→ WHAT THE TASK REQUIRES:
For the listing below, return the line containing "## Screenshots / Videos", the line containing "If so I'll submit", and all lines in between, exactly as written and nothing else.

═══

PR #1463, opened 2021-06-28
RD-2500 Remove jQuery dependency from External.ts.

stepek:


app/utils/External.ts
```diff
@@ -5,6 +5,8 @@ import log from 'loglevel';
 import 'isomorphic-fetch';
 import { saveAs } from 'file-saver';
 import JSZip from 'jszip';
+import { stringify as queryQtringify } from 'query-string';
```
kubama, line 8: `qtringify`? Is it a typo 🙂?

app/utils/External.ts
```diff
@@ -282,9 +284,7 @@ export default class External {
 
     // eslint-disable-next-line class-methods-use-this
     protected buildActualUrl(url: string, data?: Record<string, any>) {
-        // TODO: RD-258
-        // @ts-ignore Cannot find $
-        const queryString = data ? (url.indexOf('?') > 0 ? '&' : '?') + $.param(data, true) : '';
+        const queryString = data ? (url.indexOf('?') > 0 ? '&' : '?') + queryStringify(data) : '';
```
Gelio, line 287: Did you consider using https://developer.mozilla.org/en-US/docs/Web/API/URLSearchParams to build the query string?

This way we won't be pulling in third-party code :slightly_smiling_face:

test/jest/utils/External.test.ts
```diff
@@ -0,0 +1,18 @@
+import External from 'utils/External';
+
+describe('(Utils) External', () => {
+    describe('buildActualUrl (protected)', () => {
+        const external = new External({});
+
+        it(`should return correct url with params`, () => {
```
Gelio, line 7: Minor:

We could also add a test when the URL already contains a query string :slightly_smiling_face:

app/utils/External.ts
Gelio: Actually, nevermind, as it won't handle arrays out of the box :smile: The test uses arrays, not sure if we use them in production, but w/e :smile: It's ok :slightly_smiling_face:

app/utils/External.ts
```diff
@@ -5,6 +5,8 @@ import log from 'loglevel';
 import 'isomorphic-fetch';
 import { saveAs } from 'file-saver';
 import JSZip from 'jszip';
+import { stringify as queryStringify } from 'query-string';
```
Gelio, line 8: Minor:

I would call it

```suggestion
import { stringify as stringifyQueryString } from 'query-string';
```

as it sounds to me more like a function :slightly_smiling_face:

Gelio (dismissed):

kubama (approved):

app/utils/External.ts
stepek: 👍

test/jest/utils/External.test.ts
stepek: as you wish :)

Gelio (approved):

═══

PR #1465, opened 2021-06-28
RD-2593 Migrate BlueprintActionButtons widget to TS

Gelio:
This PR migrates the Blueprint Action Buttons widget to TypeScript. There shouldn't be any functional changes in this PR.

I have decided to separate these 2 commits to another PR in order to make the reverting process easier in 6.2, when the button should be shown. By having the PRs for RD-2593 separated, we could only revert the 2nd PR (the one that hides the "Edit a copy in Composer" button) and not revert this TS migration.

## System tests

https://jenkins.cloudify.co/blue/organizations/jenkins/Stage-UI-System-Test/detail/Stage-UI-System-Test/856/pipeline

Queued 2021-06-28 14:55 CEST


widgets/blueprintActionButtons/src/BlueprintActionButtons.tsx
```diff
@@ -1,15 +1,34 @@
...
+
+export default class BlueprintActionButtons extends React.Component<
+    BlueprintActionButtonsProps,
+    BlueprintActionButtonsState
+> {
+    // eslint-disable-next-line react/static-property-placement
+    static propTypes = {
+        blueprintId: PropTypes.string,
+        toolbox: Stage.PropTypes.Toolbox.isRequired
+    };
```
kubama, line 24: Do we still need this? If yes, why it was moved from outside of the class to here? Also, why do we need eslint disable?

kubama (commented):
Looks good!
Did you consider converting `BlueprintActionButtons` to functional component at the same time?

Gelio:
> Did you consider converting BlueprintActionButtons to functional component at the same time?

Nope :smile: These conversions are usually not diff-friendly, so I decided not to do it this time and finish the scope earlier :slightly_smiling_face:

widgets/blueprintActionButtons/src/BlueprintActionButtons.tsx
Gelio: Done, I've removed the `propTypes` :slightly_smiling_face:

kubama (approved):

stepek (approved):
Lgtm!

═══

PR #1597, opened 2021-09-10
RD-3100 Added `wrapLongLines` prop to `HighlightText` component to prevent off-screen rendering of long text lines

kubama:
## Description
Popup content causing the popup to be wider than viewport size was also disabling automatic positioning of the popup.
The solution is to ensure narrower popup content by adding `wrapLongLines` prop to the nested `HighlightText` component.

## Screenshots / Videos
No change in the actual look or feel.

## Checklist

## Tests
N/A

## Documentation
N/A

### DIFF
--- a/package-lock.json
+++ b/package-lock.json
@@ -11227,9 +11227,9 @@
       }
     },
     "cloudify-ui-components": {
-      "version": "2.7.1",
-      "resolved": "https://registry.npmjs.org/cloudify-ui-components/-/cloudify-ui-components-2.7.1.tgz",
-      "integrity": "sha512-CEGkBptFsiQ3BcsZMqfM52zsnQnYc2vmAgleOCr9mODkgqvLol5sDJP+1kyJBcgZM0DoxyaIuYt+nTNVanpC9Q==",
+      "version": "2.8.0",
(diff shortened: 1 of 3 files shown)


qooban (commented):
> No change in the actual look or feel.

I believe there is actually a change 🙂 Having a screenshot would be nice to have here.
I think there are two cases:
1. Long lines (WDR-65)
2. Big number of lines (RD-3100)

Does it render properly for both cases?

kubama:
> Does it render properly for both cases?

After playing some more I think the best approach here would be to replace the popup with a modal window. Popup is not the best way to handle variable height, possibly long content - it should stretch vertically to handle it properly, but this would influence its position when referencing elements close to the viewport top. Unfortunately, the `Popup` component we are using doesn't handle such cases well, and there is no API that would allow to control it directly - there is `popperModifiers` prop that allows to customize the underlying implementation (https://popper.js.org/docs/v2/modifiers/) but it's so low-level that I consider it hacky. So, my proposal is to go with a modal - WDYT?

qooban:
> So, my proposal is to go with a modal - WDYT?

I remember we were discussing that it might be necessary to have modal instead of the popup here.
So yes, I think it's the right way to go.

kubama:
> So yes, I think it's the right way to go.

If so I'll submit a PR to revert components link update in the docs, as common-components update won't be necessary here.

═══

→ ANSWER TO THE PROBLEM:
## Screenshots / Videos
No change in the actual look or feel.

## Checklist

## Tests
N/A

## Documentation
N/A

### DIFF
--- a/package-lock.json
+++ b/package-lock.json
@@ -11227,9 +11227,9 @@
       }
     },
     "cloudify-ui-components": {
-      "version": "2.7.1",
-      "resolved": "https://registry.npmjs.org/cloudify-ui-components/-/cloudify-ui-components-2.7.1.tgz",
-      "integrity": "sha512-CEGkBptFsiQ3BcsZMqfM52zsnQnYc2vmAgleOCr9mODkgqvLol5sDJP+1kyJBcgZM0DoxyaIuYt+nTNVanpC9Q==",
+      "version": "2.8.0",
(diff shortened: 1 of 3 files shown)


qooban (commented):
> No change in the actual look or feel.

I believe there is actually a change 🙂 Having a screenshot would be nice to have here.
I think there are two cases:
1. Long lines (WDR-65)
2. Big number of lines (RD-3100)

Does it render properly for both cases?

kubama:
> Does it render properly for both cases?

After playing some more I think the best approach here would be to replace the popup with a modal window. Popup is not the best way to handle variable height, possibly long content - it should stretch vertically to handle it properly, but this would influence its position when referencing elements close to the viewport top. Unfortunately, the `Popup` component we are using doesn't handle such cases well, and there is no API that would allow to control it directly - there is `popperModifiers` prop that allows to customize the underlying implementation (https://popper.js.org/docs/v2/modifiers/) but it's so low-level that I consider it hacky. So, my proposal is to go with a modal - WDYT?

qooban:
> So, my proposal is to go with a modal - WDYT?

I remember we were discussing that it might be necessary to have modal instead of the popup here.
So yes, I think it's the right way to go.

kubama:
> So yes, I think it's the right way to go.

If so I'll submit a PR to revert components link update in the docs, as common-components update won't be necessary here.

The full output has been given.